I used ktrain library to implement BERT. "ktrain is a lightweight wrapper for the deep learning library TensorFlow Keras (and other libraries) to help build, train, and deploy neural networks and other machine learning models. It is designed to make deep learning and AI more accessible and easier to apply for both newcomers and experienced practitioners."

import ktrain
from ktrain import text

(x_train,  y_train), (x_test, y_test), preproc = text.texts_from_array(x_train=X_train, y_train=y_train,
                                          x_test=X_test, y_test=y_test,
                                          class_names=labels.tolist(),
                                          preprocess_mode='bert',
                                          maxlen=128)
model = text.text_classifier('bert', train_data=(x_train, y_train), preproc=preproc)
learner = ktrain.get_learner(model, train_data=(x_train, y_train), batch_size=6)
# find good learning rate
learner.lr_find()             # briefly simulate training to find good learning rate
learner.lr_plot()             # visually identify best learning rate
learner.fit_onecycle(2e-5, 4)

# Use a Predictor object capable of making predictions on new raw data.
predictor = ktrain.get_predictor(learner.model, preproc)

predictor.get_classes()

# Predict a new document
predictor.predict(X_test[0:1])

# let's save the predictor for later use
predictor.save('/tmp/my_predictor')

# reload the predictor
reloaded_predictor = ktrain.load_predictor('/tmp/my_predictor')

# make a prediction on the same document to verify it still works
reloaded_predictor.predict(x_test[0:1])

CPU Run

begin training using onecycle policy with max lr of 2e-05...
Train on 214688 samples
Epoch 1/4
  4530/214688 [..............................] - ETA: 18:36:08 - loss: 1.4979 - accuracy: 0.4507

GPU Run

I used the Google colab to utilize the GPU resource.
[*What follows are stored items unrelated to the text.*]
PR #1106, opened 2019-11-06
Made Message class partially cloneable

vipeller:
Message class has some system properties open to set by user. In certain scenarios Message class needs to be replicated which involves copying over message properties and system properties. The internal system properties dictionary is not exposed, and the specific getter methods on the top of 'system properties' don't distinguish between the case that "property is not defined" and "property has a null (default) value".

If we use the getter method, we cannot decide that the property is undefined or was set to null.

Currently we are fixing the following bug:

https://github.com/Azure/iotedge/issues/1923

Without this PR we use the assumption that null value means 'property is not defined', however long term we want to use the newly introduced CloneWithBody() method


iothub/device/tests/MessageTests.cs
```diff
@@ -147,5 +147,29 @@ public void SettingMessageAsSecurityMessageTest()
...
+
+            var clone = original.CloneWithBody(Encoding.UTF8.GetBytes("Cloned version"));
+
+            Assert.AreEqual("test_v_1", clone.Properties["test1"]);
+            Assert.AreEqual("test_v_2", clone.Properties["test2"]);
+
+            Assert.AreEqual("gzip", clone.ContentEncoding);
+            Assert.AreEqual("JohnDoe", clone.UserId);
+
+            var clonedContent = new StreamReader(clone.BodyStream, Encoding.UTF8).ReadToEnd();
```
drwill-ms: StreamReader is IDisposable, so put inside a using block

iothub/device/tests/MessageTests.cs
```diff
@@ -147,5 +147,29 @@ public void SettingMessageAsSecurityMessageTest()
...
+
+        [TestMethod]
+        public void CloneWithBodyTest()
+        {
+            var original = new Message(Encoding.UTF8.GetBytes("Original copy"));
+
+            original.Properties["test1"] = "test_v_1";
+            original.Properties["test2"] = "test_v_2";
+
+            original.ContentEncoding = "gzip";
```
drwill-ms: add ContentType prop

iothub/device/src/Message.cs
```diff
@@ -107,6 +107,32 @@ internal Message(Stream stream, bool ownStream)
...
+        /// <summary>
+        /// Clones an existing <see cref="Message"/> instance and sets content body defined by <paramref name="byteArray"/> on it.
+        /// </summary>
+        /// <param name="byteArray">Message content to be set after clone.</param>
+        /// <returns>A new instance of <see cref="Message"/> with body content defined by <paramref name="byteArray"/>,
+        /// and user/system properties of the cloned <see cref="Message"/> instance.
+        /// </returns>
+        /// <remarks>user should treat the input byte array as immutable when
+        /// sending the message.</remarks>
+        public Message CloneWithBody(byte[] byteArray)
```
drwill-ms: Will VS let you use the `in` keyword for this parameter?

iothub/device/tests/MessageTests.cs
```diff
@@ -165,5 +165,29 @@ public void SettingMessageAsSecurityMessageTest()
             Assert.AreEqual(CommonConstants.SecurityMessageInterfaceId, msg.SystemProperties[MessageSystemPropertyNames.InterfaceId]);
             Assert.IsTrue(msg.IsSecurityMessage);
         }
+
+        [TestMethod]
+        public void CloneWithBodyTest()
```
abhipsaMisra: Can we add a unit test around the scenario where Property/SystemProperty does have null value

abhipsaMisra:
Just to confirm, you are able to see null properties flow through, but only face issue when you try to clone the Message?
I ask this because we had recently updated our SDK to not drop null property (Message.Property) over AMQP anymore (MQTT and HTTP work as expected): PR #1243 .

vipeller:
@abhipsaMisra maybe the description of the fix is misleading: the origin of the problem is that we wanted to clone a message, including the system properties. Because the underlying dictionary is not exposed, we couldn't take a look that which system properties are set (by the user, e.g. content type)
What we could do is to call the related getter methods. It either returned a normal value (e.g. a string as "UTF8"), or null. But when it returned null, in an edge case this could have happened because the user set this property to null specifically. We don't have a good way to decide that the value is missing (not set by anyone), or it us set to null. Because of that, we have no way to clone the internal system properties map 100% accurately. 
Right now, we treat 'null' as missing value, and ignore the edge case when the user sets it to null (as it doesn't make much sense to set ContentType to null)

I lost the full context (it was 4 months ago), but I assume I saw this important because defined null properties get encoded later (and your comment tells me that it might be a correct assumption)

For the same reason, I cannot write a test easily to check if the clone replicated the properties explicitly set to null or they are just not set. I can get the dictionary via reflection and to a comparison, however some developers don't like testing private members via reflection, so before I invest any work in it, I need to ask if this is something you would accept, or maybe you have a different approach for the same test. Let me know.

iothub/device/src/Message.cs
vipeller: yes, it works (after I updated VS)

iothub/device/tests/MessageTests.cs
vipeller: I wonder if it is necessary here - everything is memory bound and gets dereferenced in a moment - dispose just unchains some dependencies in this case which would not make cleanup faster. On the other hand, it is easier to read without the using. Message instances are also disposable, yet the majority of the tests don't call dispose on them, even those requesting a body stream.

iothub/device/tests/MessageTests.cs
vipeller: the check needs reflection to access the internal maps and see if the cloned instance has entries with explicit null-s where it was defined in the original, and missing entries where it was not defined in the original Messages.
Let me know if you are ok these sort of tests (not everybody is ok with testing private parts) or you have a suggestion for different approach

iothub/device/tests/MessageTests.cs
drwill-ms: It won't be disposed when it goes out of scope, right? That's the point of IDisposable objects, they have unmanaged backing resources that need to be explicitly disposed.

I know it is a test, but for a long test run, I'd prefer not to gain resource leaks. Also if we have fxcop validation in place, it prevents a code warning.

iothub/device/src/Message.cs
```diff
@@ -79,6 +79,32 @@ internal Message(Stream stream, bool ownStream)
...
```
drwill-ms: Method needs to go below the properties

iothub/device/tests/MessageTests.cs
drwill-ms: You are right. The `Properies` property is private set, and initialized in the ctor with a dictionary. So it cannot be null.

iothub/device/tests/MessageTests.cs
vipeller: if it has unmanaged resources, then it has a finalizer that will be called sooner or later and cleans up, so no resource leak would happen. It just cleans up later - but in this particular example, because it is all in memory, no difference I can see.
Anyway, I can easily put it into a using (or call Dispose)

vipeller: fixed and now dispose is called on disposable objects

iothub/device/src/Message.cs
vipeller: moved the method down

iothub/device/tests/MessageTests.cs
vipeller: added

abhipsaMisra:
> @abhipsaMisra maybe the description of the fix is misleading: the origin of the problem is that we wanted to clone a message, including the system properties. Because the underlying dictionary is not exposed, we couldn't take a look that which system properties are set (by the user, e.g. content type)
> What we could do is to call the related getter methods. It either returned a normal value (e.g. a string as "UTF8"), or null. But when it returned null, in an edge case this could have happened because the user set this property to null specifically. We don't have a good way to decide that the value is missing (not set by anyone), or it us set to null. Because of that, we have no way to clone the internal system properties map 100% accurately.
> Right now, we treat 'null' as missing value, and ignore the edge case when the user sets it to null (as it doesn't make much sense to set ContentType to null)
> 
> I lost the full context (it was 4 months ago), but I assume I saw this important because defined null properties get encoded later (and your comment tells me that it might be a correct assumption)
> 
> For the same reason, I cannot write a test easily to check if the clone replicated the properties explicitly set to null or they are just not set. I can get the dictionary via reflection and to a comparison, however some developers don't like testing private members via reflection, so before I invest any work in it, I need to ask if this is something you would accept, or maybe you have a different approach for the same test. Let me know.

@vipeller Our Device Client library is set to have it's internal members visible to the unit test project in debug mode. So you should be able to call on Message.SystemProperty.
Let me know if you still face issues.

iothub/device/src/Message.cs
```diff
@@ -326,6 +326,32 @@ public byte[] GetBytes()
...
+        /// <returns>A new instance of <see cref="Message"/> with body content defined by <paramref name="byteArray"/>,
+        /// and user/system properties of the cloned <see cref="Message"/> instance.
+        /// </returns>
+        /// <remarks>user should treat the input byte array as immutable when
+        /// sending the message.</remarks>
+        public Message CloneWithBody(in byte[] byteArray)
+        {
+            var result = new Message(byteArray);
+
+            foreach (string key in this.Properties.Keys)
```
drwill-ms: we've chosen to not use "this." where not necessary. The rest of this file looks to be following that mode, so you can remove them here too.

vipeller: removed 'this.'

vipeller:
@abhipsaMisra oh cool, then I added a test, pls check if this is something you had on your mind

iothub/device/tests/MessageTests.cs
```diff
@@ -165,5 +165,62 @@ public void SettingMessageAsSecurityMessageTest()
...
+                original.ContentType = null;
+
+                using (var clone = original.CloneWithBody(Encoding.UTF8.GetBytes("Cloned version")))
+                {                    
+                    Assert.AreEqual("test_v_1", clone.Properties["test1"]);
+                    Assert.AreEqual(null, clone.Properties["test2"]);
+                    Assert.AreEqual(2, clone.Properties.Count);
+
+                    Assert.AreEqual("gzip", clone.ContentEncoding);
+                    Assert.AreEqual(null, clone.ContentType);
```
drwill-ms: Assert.IsNull. same on line 216

iothub/device/tests/MessageTests.cs
```diff
@@ -165,5 +165,62 @@ public void SettingMessageAsSecurityMessageTest()
...
+                    Assert.IsFalse(clone.SystemProperties.Keys.Contains(MessageSystemPropertyNames.UserId));
+                }
```
abhipsaMisra: original only has Properties set, not SystemProperties. What do we want to check with this assertion?

iothub/device/tests/MessageTests.cs
```diff
@@ -165,5 +165,62 @@ public void SettingMessageAsSecurityMessageTest()
...
+                        clonedContent = reader.ReadToEnd();
+                    }
+                
+                    Assert.AreEqual("Cloned version", clonedContent);
+                }
+            }
+        }
+
+        [TestMethod]
+        public void CloneWithBodyWithNullTest()
```
abhipsaMisra: Add SystemProperties as well, so that we cover all cases being impacted.

abhipsaMisra:
> @abhipsaMisra oh cool, then I added a test, pls check if this is something you had on your mind

@vipeller Looks good! Could you also make sure the test checks for SystemProperty allowing null values to be cloned?

iothub/device/tests/MessageTests.cs
vipeller: the ' original.ContentType = null;' part goes to SystemProperties I believe

vipeller: ok, I improved the check reading the SystemProperties directly, not through the getter method, which would return "null" even if the value is not in the dictionary

iothub/device/tests/MessageTests.cs
vipeller: There are some system properties opened by getter/setters, e.g. ContentType. In the background those settings are stored in SystemProperties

The program started with no problem. However, at the end of the second epoch due to lack of GPU resource it stopped and restarted the environment. Every epoch took 1.30 hours to execute and it can be observed that the accuracy is quite good (87%). I think it would go beyond 90% if it wasn't stopped.


begin training using onecycle policy with max lr of 3e-05...
Train on 214688 samples
Epoch 1/3
214688/214688 [==============================] - 10178s 47ms/sample - loss: 0.5175 - accuracy: 0.8252
Epoch 2/3
214688/214688 [==============================] - 10165s 47ms/sample - loss: 0.3903 - accuracy: 0.8684
Epoch 3/3
214688/214688 [==============================] - 10200s 48ms/sample - loss: 0.2637 - accuracy: 0.9110
<tensorflow.python.keras.callbacks.History at 0x7f59883c4668>

Challenges and Discussion

This project had several challenges including:

  • The dataset was fairly large, which made it quite interesting.

  • The dataset was imbalanced in terms of number of documents in different classes. Also, the length of documents varied from 1 to over 5000 words.

  • The textual content needed plenty of cleaning

Since I did not have easy access to GPU resources, I wasn't able to get the result that I expected. That said, The best result among all the six models I trained belongs to BERT by 91% accuracy.

In conclusion, transformer BERT outperformed all other models (even though it wasn't completely finished!!!), but training time was significantly higher and needs GPU. Naive Bayes on the other hand, is exceptionally fast and gives reasonable results. SVM and logistic regression were in the middle, fast in training and high accuracy, respectively. Random forest and GBoosting methods were the slowest with less accuracy. Standard/traditonal methods need feature engineering to improve perforamnce, but transformer models are pretrained and can be used end to end.